The whole issue was quite complicated from my perspective.

First we had the very slow take up of VGA in PC games, this meant the Amiga enjoyed superior graphics for quite a while (up to very early 90s) when the games companies in the EU where still producing EGA games as standard and VGA as a bonus.

Thing is once 256 colour VGA was adopted as default on PC games they were home free. The PC, unlike the Amiga, has just one source of power driving all their games, until much later when 3D accelerator cards became anything like a standard and affordable.

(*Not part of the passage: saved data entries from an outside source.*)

PR #568, opened 2023-11-08
feat(sequencer): implement support for arbitrary assets

### LINKED ISSUE #559: sequencer/IBC: support multiple token types and assets for fee payment
as title says - we currently only support the Astria native token on the sequencer app, however for IBC we want to support arbitrary ICS20 token types. as well, we want to be able to support different assets for fee payments, specifically IBC-TIA. 

this will require adding an `Asset` type and updating the transaction format to specify which asset is being used for fee payment or transfer.

noot:
## Summary
This PR implements support for arbitrary assets for fee payments and balance/transfers inside the sequencer. Currently, only one asset exists (the native asset, RIA), but after IBC is implemented we can potentially have many arbitrary assets on the sequencer chain.

## Background
We need to support multiple assets for IBC, and also support fee payments in different token types (probably ibc-TIA)

## Changes
- implement a `Denom` type, which represents the base (smallest) denomination of an arbitrary asset
- implement an `Id` type, which is a hash of the denomination "trace" (see https://github.com/cosmos/ibc-go/blob/main/docs/architecture/adr-001-coin-source-tracing.md for details) in this PR, since there is no IBC, the `Id` is just the hash of the base denomination.
- update `UnsignedTransaction` to have an optional `fee_asset` field; if this is unset, the native asset is used for fee payment
- update `Transfer` to have an optional `asset` field; if this is unset, the native asset is the asset transferred
- update the sequencer app to have a `NATIVE_ASSET` global
- update the genesis state to have a `native_asset_base_denomination` field. the native asset should be set in the genesis file, and stored in (non-consensus) storage for retrieval upon startups. then the `NATIVE_ASSET` global is set upon startup by reading from storage.

## Testing
unit tests, ran it locally

## Breaking Changelist
- `UnsignedTransaction` and `Transfer` now have an extra (optional) field.

## Related Issues

closes #559


crates/astria-proto/src/native/sequencer/v1alpha1.rs
```diff
@@ -209,6 +213,9 @@ impl SignedTransaction {
 pub struct UnsignedTransaction {
     pub nonce: u32,
     pub actions: Vec<Action>,
+    /// optional asset to use for fee payment.
+    /// if None, then the native asset is used.
+    pub fee_asset: Option<asset::Id>,
```
SuperFluffy, line 218: Noted above, I would prefer if we made this behavior explicit rather than special-casing our "native" assets vs. non-native assets.

SuperFluffy (commented):
Leaving some high level comments on the design.

crates/astria-proto/proto/astria/sequencer/v1alpha1/transaction.proto
```diff
@@ -40,6 +41,7 @@ message Action {
 message TransferAction {
     bytes to = 1;
     astria.primitive.v1.Uint128 amount = 2;
+    optional bytes asset = 3;
```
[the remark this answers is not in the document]
noot: i don't think it's possible to do this - we might have arbitrary IBC assets transferred to us, so we don't know the entire potential limit of what we need to support ahead of time. this might help give more background: https://github.com/cosmos/ibc/blob/main/spec/app/ics-020-fungible-token-transfer/README.md i haven't implemented the ICS20 stuff yet, but it'll be the next step after this PR

and yes we can express all amounts this way, as the `asset` is an `ID` that points to a known base denomination of the asset. i'll rename this `asset_id` to make it clearer

crates/astria-proto/src/native/sequencer/asset.rs
```diff
@@ -0,0 +1,85 @@
...
+}
+
+impl Denom {
+    #[must_use]
+    pub fn from_base_denom(base_denom: &str) -> Self {
+        let id = Id::from_denom(base_denom);
+
+        Self {
+            id,
+            base_denom: base_denom.to_owned(),
```
SuperFluffy, line 23: Prefer `to_string` here (does the same, but is more explicit)

crates/astria-proto/src/native/sequencer/mod.rs
```diff
@@ -1 +1,2 @@
+pub mod asset;
```
SuperFluffy, line 1: Do you expect that these need not be versioned?

crates/astria-proto/src/native/sequencer/asset.rs
SuperFluffy, line 1: Noted in the module line of the parent: do you expect that this will not be versioned? I.e., `v1alpha1` etc

crates/astria-proto/src/native/sequencer/v1alpha1.rs
```diff
@@ -548,6 +578,9 @@ impl SequenceAction {
 pub struct TransferAction {
     pub to: Address,
     pub amount: u128,
+    /// optional asset to be transferred.
+    /// if None, then the native asset is used.
```
SuperFluffy, line 582: Noted above, I'd prefer if we didn't special case the native token but used it explicitly

crates/astria-sequencer/src/asset/mod.rs
```diff
@@ -0,0 +1,16 @@
+use once_cell::sync::OnceCell;
```
SuperFluffy, line 1: `OnceCell` is now actually part of std, so you need not import it.

crates/astria-sequencer/src/asset/mod.rs
```diff
@@ -0,0 +1,16 @@
...
+use proto::native::sequencer::v1alpha1::asset::Denom;
+
+pub(crate) static NATIVE_ASSET: OnceCell<Denom> = OnceCell::new();
```
SuperFluffy, line 4: `once_cell::sync::Lazy` might be a slightly nicer API for this.

crates/astria-sequencer/src/asset/mod.rs
```diff
@@ -0,0 +1,16 @@
...
+
+pub(crate) fn initialize_native_asset(native_asset: &str) {
```
SuperFluffy, line 6: Pair this with a `get_native_asset -> &Denom` function so that you don't have to `.expect()` at every call site.

crates/astria-sequencer/src/authority/action.rs
```diff
@@ -23,6 +24,7 @@ impl ActionHandler for tendermint::validator::Update {
         &self,
         state: &S,
         from: Address,
+        _fee_asset_id: &asset::Id,
```
SuperFluffy, line 27: Oh, so all of these APIs are not special casing native asset. I think that's even more of a reason to not special case this in the protof :)

crates/astria-sequencer/src/state_ext.rs
```diff
@@ -61,6 +61,19 @@ pub(crate) trait StateReadExt: StateRead {
         };
         Ok(u64::from_be_bytes(bytes))
     }
+
+    #[instrument(skip(self))]
+    async fn get_native_asset_denom(&self) -> Result<String> {
+        let Some(bytes) = self
+            .nonverifiable_get_raw(b"nativeasset")
```
SuperFluffy, line 68: Can we make this bytestring a const?

crates/astria-sequencer/src/state_ext.rs
```diff
@@ -84,6 +97,11 @@ pub(crate) trait StateWriteExt: StateWrite {
             version.to_be_bytes().to_vec(),
         );
     }
+
+    #[instrument(skip(self))]
+    fn put_native_asset_denom(&mut self, denom: &str) {
+        self.nonverifiable_put_raw(b"nativeasset".to_vec(), denom.as_bytes().to_vec());
```
SuperFluffy, line 103: Also here (i.e. `const NATIVE_ASSET_KEY` or smth like that).

crates/astria-sequencer/src/transaction/mod.rs
```diff
@@ -49,8 +53,12 @@ pub(crate) async fn check_stateful<S: StateReadExt + 'static>(
     state: &S,
 ) -> anyhow::Result<()> {
     let signer_address = Address::from_verification_key(tx.verification_key());
+    let fee_asset_id = tx
+        .unsigned_transaction()
+        .fee_asset_id
+        .unwrap_or(*NATIVE_ASSET.get().expect("native asset must be set").id());
```
SuperFluffy, line 59: Mentioned this above: this could be made nicer using `Lazy` instead of `OnceCell`.

But even if you stick with once_cell, I recommend using something like `asset::get_native_asset()` or `native_asset:get()` and just have the panic in there.

crates/astria-proto/proto/astria/sequencer/v1alpha1/transaction.proto
```diff
@@ -21,6 +21,7 @@ message SignedTransaction {
 message UnsignedTransaction {
     uint32 nonce = 1;
     repeated Action actions = 2;
+    optional bytes fee_asset_id = 3;
```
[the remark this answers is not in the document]
noot: updated to be non-optional - also added comments to the protos and native descriptions

crates/astria-proto/proto/astria/sequencer/v1alpha1/asset.proto
```diff
@@ -0,0 +1,8 @@
+syntax = "proto3";
+
+package astria.sequencer.v1alpha1;
+
+message Denom {
+    bytes id = 1;
```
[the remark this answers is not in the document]
noot: yes, i loosely based this on penumbra's work: https://github.com/penumbra-zone/penumbra/blob/main/crates/core/asset/src/asset/denom_metadata.rs#L29 

having the ID makes sense as the denomination can potentially be very long, as each time an asset is bridged over IBC its prefix gets longer

crates/astria-proto/src/native/sequencer/asset.rs
```diff
@@ -0,0 +1,85 @@
+use std::{
+    error::Error,
+    fmt::Display,
+};
+
+/// Represents a denomination of a sequencer asset.
+#[derive(Debug, Clone)]
+pub struct Denom {
+    id: Id,
```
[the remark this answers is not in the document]
noot: for our purposes - see comment where i linked the penumbra impl

crates/astria-proto/proto/astria/sequencer/v1alpha1/asset.proto
```diff
@@ -0,0 +1,8 @@
...
+    string base_denom = 2;
```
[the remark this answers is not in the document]
noot: this is the `base_denom`, so the `denom` without any prefixes (ie no channel/port info). i'm planning to make an `IbcDenom` type in the IBC PR also which includes both `base_denom` and `prefix`

crates/astria-proto/src/native/sequencer/mod.rs
noot: not necessarily, i just really don't like the 1000+ line v1alpha1.rs file lol. can we turn that into a module and put the types in separate files?

crates/astria-proto/src/native/sequencer/v1alpha1.rs
noot: removed

crates/astria-sequencer/src/asset/mod.rs
noot: don't think we can use `Lazy` as it requires an initializer function but we need to set this at runtime (ie. either from value in storage, or in `init_chain`)

crates/astria-sequencer/src/transaction/mod.rs
noot: updated!

crates/astria-proto/src/native/sequencer/asset.rs
noot: see above

crates/astria-proto/src/native/sequencer/asset.rs
```diff
@@ -0,0 +1,85 @@
...
+        &self.id
+    }
+
+    #[must_use]
+    pub fn base_denom(&self) -> &str {
+        &self.base_denom
+    }
+}
+
+/// Asset ID, which is the hash of the denomination trace.
```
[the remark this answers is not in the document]
noot: no, it's borrowed somewhat from penumbra's impl

crates/astria-proto/src/native/sequencer/mod.rs
SuperFluffy: Haha, yeah. I think it'd be fine to split up `v1alpha` into modules.

crates/astria-proto/src/native/sequencer/asset.rs
SuperFluffy: Responded there - submodules of `v1alpha1` would be great. I don't know if we will end up with lots of duplicate code at some. Probably yes, but I guess we will cross that bridge then.

crates/astria-proto/src/native/sequencer/asset.rs
```diff
@@ -0,0 +1,94 @@
...
+        let id = Id::from_denom(base_denom);
+
+        Self {
+            id,
+            base_denom: base_denom.to_string(),
+        }
+    }
+
+    #[must_use]
+    pub fn id(&self) -> Id {
```
SuperFluffy, line 37: Can you add little doc strings to this that also explain what these things are (i.e. hash of the base denom, etc)

crates/astria-proto/src/native/sequencer/asset.rs
```diff
@@ -0,0 +1,94 @@
...
+
+    #[must_use]
+    pub fn base_denom(&self) -> &str {
+        &self.base_denom
+    }
+}
+
+/// Asset ID, which is the hash of the denomination trace.
+#[derive(Debug, Clone, Copy, PartialEq, Eq, PartialOrd, Ord, Hash)]
+pub struct Id([u8; 32]);
```
SuperFluffy, line 49: Is there an advantage of having this be a self-standing type as opposed to leaving this as an implementation detail fo the `Denom` type?

crates/astria-proto/src/native/sequencer/v1alpha1.rs
```diff
@@ -209,6 +213,8 @@ impl SignedTransaction {
 pub struct UnsignedTransaction {
     pub nonce: u32,
     pub actions: Vec<Action>,
+    /// asset to use for fee payment.
+    pub fee_asset_id: asset::Id,
```
SuperFluffy, line 217: See above, not opposed to types, just wondering if leaving this as a bare `[u8; 32]` would be fine.

crates/astria-sequencer/src/accounts/action.rs
```diff
@@ -26,15 +27,36 @@ impl ActionHandler for TransferAction {
...
-            curr_balance >= self.amount + TRANSFER_FEE,
-            "insufficient funds"
-        );
+            .context("failed getting `from` account balance for fee payment")?;
+
+        // if fee asset is same as transfer asset, ensure accounts has enough funds
+        // to cover both the fee and the amount transferred
+        if fee_asset_id == &transfer_asset_id {
+            ensure!(
+                from_fee_balance >= self.amount + TRANSFER_FEE,
```
SuperFluffy, line 43: Can we use `let Some(from_fee_balance) = self.amount.checked_add(TRANSFER_FEE) else {};` here? These things are *usually* fine, but I'd like us to be extra cautious here because the worst case scenario (however unlikely) is bad.

crates/astria-sequencer/src/accounts/action.rs
```diff
@@ -26,15 +27,36 @@ impl ActionHandler for TransferAction {
...
+            );
+        } else {
+            // otherwise, check the fee asset account has enough to cover the fees,
+            // and the transfer asset account has enough to cover the transfer
+            ensure!(
+                from_fee_balance >= TRANSFER_FEE,
+                "insufficient funds for fee payment"
+            );
+
+            let from_transfer_balance = state.get_account_balance(from, &transfer_asset_id).await?;
```
SuperFluffy, line 54:
```suggestion
            let from_transfer_balance = state.get_account_balance(from, &transfer_asset_id)
                .await
                .context("failed getting account balance while checking that enough funds are available")?;
```

crates/astria-sequencer/src/accounts/action.rs
```diff
@@ -46,21 +68,56 @@ impl ActionHandler for TransferAction {
...
-            .context("failed updating `to` account balance")?;
+
+        // if fee payment asset is same asset as transfer asset, deduct fee
+        // from same balance as asset transferred
+        if &transfer_asset_id == fee_asset_id {
+            state
+                .put_account_balance(
+                    from,
+                    &transfer_asset_id,
+                    from_balance - (self.amount + TRANSFER_FEE),
```
SuperFluffy, line 95: As above, can we use checked math for all of this? I.e. `checked_sub` + `checked_add`.

crates/astria-sequencer/src/transaction/action_handler.rs
```diff
@@ -15,10 +18,16 @@ pub(crate) trait ActionHandler {
         &self,
         _state: &S,
         _from: Address,
+        _fee_asset_id: &asset::Id,
```
SuperFluffy, line 21: Isn't `Id: Copy`? Could just `_fee_asset_id: asset::Id`

crates/astria-sequencer/src/accounts/action.rs
```diff
@@ -46,21 +68,56 @@ impl ActionHandler for TransferAction {
...
+                )
+                .context("failed updating `from` account balance")?;
+            state
+                .put_account_balance(self.to, &transfer_asset_id, to_balance + self.amount)
```
SuperFluffy, line 99: checked math?

crates/astria-sequencer/src/accounts/action.rs
```diff
@@ -46,21 +68,56 @@ impl ActionHandler for TransferAction {
...
+                .context("failed updating `to` account balance")?;
+        } else {
+            // otherwise, just transfer the transfer asset and deduct fee from fee asset balance
+            // later
+            state
+                .put_account_balance(from, &transfer_asset_id, from_balance - self.amount)
```
SuperFluffy, line 105: checked math?

crates/astria-sequencer/src/accounts/action.rs
```diff
@@ -46,21 +68,56 @@ impl ActionHandler for TransferAction {
...
+                .put_account_balance(self.to, &transfer_asset_id, to_balance + self.amount)
+                .context("failed updating `to` account balance")?;
+
+            // deduct fee from fee asset balance
+            let from_fee_balance = state
+                .get_account_balance(from, fee_asset_id)
+                .await
+                .context("failed getting `from` account balance for fee payment")?;
+            state
+                .put_account_balance(from, fee_asset_id, from_fee_balance - TRANSFER_FEE)
```
SuperFluffy, line 117: checked math?

crates/astria-sequencer/src/accounts/action.rs
```diff
@@ -46,21 +68,56 @@ impl ActionHandler for TransferAction {
...
+                .put_account_balance(
+                    from,
+                    &transfer_asset_id,
+                    from_balance - (self.amount + TRANSFER_FEE),
+                )
+                .context("failed updating `from` account balance")?;
+            state
+                .put_account_balance(self.to, &transfer_asset_id, to_balance + self.amount)
+                .context("failed updating `to` account balance")?;
+        } else {
```
SuperFluffy, line 101: If any one of the steps in this `else` block fails, don't we need some kind of rollback mechanism to stay consistent?

crates/astria-proto/src/native/sequencer/asset.rs
```diff
@@ -0,0 +1,94 @@
...
+impl Id {
+    #[must_use]
+    pub fn from_denom(denom: &str) -> Self {
+        use sha2::Digest as _;
+        let hash = sha2::Sha256::digest(denom.as_bytes());
+        Self(hash.into())
+    }
+
+    #[must_use]
+    pub fn as_bytes(&self) -> &[u8; 32] {
```
SuperFluffy, line 60: You could add `AsRef` for this.

crates/astria-sequencer/src/accounts/state_ext.rs
```diff
@@ -32,8 +35,12 @@ fn storage_key(address: &str) -> String {
     format!("{ACCOUNTS_PREFIX}/{address}")
 }
 
-pub(crate) fn balance_storage_key(address: Address) -> String {
-    format!("{}/balance", storage_key(&address.encode_hex::<String>()))
+pub(crate) fn balance_storage_key(address: Address, asset: &asset::Id) -> String {
+    format!(
+        "{}/balance/{}",
+        storage_key(&address.encode_hex::<String>()),
+        asset.as_bytes().encode_hex::<String>()
```
SuperFluffy, line 42: See my comment above: `hex::ToHex` is implemented for all `T: AsRef<[u8]>`, so you could just `impl AsRef<[u8]> for Id` to make this a bit more elegant

crates/astria-sequencer/src/asset/mod.rs
```diff
@@ -0,0 +1,21 @@
+use std::sync::OnceLock;
```
SuperFluffy, line 1: Cool. This makes sequencer need msrv 1.70, but it's taken care of in #582

SuperFluffy (approved):
Looks good. The fact that the native asset is encoded now I like.

Other than some requests for error context, please also have a look at this comment (can't link it; it gives you the file, which is confusing, quoting; need grep to find it):
> If any one of the steps in this else block fails, don't we need some kind of rollback mechanism to stay consistent?


Also, I would very much like to go overboard with checked math for the fee calculations as a safety precaution.

crates/astria-sequencer/src/accounts/action.rs
noot: this is already in a `StateDelta` which it per-transaction, so the state changes will revert if this fails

This meant that if you had purchased a copy of any game for your 386 PC, two years later you would be able to see a massive increase in speed just by running it on your new Pentium PC. Win for consumers, win for the programmers. The whole thing is automatic and just a feature of the PC style of computing of that era, which had eventually reaped an advantage once VGA was supported for games.

Now enter AGA, for reasons best known to Commodore they chose to make the 256 colour mode planer...so 8 bit planes needed to be manipulated to generate a single colour out of 256. PCs went for a much more streamlined byte per pixel, this meant one write compared to 8 or so. Instant speed advantage there. How many games automatically improved due to running on an A1200...not many. Did Lotus III get instantly improved to Lotus II levels of speed and smoothness? Nope. Did Street Fighter improve? Nope. Etc etc.

Add to this fact that newer game styles had zero help from the Blitter/Copper duo on even AGA (eg Voxels on flight sims or just plain Doom engines) and were massively helped by the PC's byte per pixel screen arrangement of VGA and the always faster CPU speeds of PCs and you have the whole thing going down hill for the poor Amiga.

There were things C= could have done better, like a special byte/pixel 320x256 mode etc and going for CPU speed upgrade of say 28mhz 68020 on the A1200 for those that wanted it.

But C= had lost its way a long time ago, as well as its bank balance. So in the end it was inevitable I think.
 

Offline motrucker

Re: The rise of the PC game market - timeline
« Reply #5 on: February 12, 2010, 01:20:00 PM »
I think it was pretty simple, actually. DOOM did it. Wolvenstien 3D started it, DOOM did it, then Quake clinched it. Granted there were other reasons mixed in there, but ID software can pretty much be called the culprit.